**Exercise:** Here is a listing; restate all of it exactly.

**** Input data ****

Issue #101, opened 2020-08-26
Simpler primitives than `syntax-case`


david-christiansen:
Now that we have datatypes, I think we can do better than the built-in syntax-case operator. Here's a proposal:

First, we reflect our ExprF functor in the kernel language as the equivalent of:
```
(datatype (List A) ...)
(datatype (Syntax-Contents A)
  (list-syntax (List A))
  (integer-syntax Integer)
  (string-syntax String)
  (identifier String))
```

****

**Solution to the problem:**
Issue #101, opened 2020-08-26
Simpler primitives than `syntax-case`


david-christiansen:
Now that we have datatypes, I think we can do better than the built-in syntax-case operator. Here's a proposal:

First, we reflect our ExprF functor in the kernel language as the equivalent of:
```
(datatype (List A) ...)
(datatype (Syntax-Contents A)
  (list-syntax (List A))
  (integer-syntax Integer)
  (string-syntax String)
  (identifier String))
```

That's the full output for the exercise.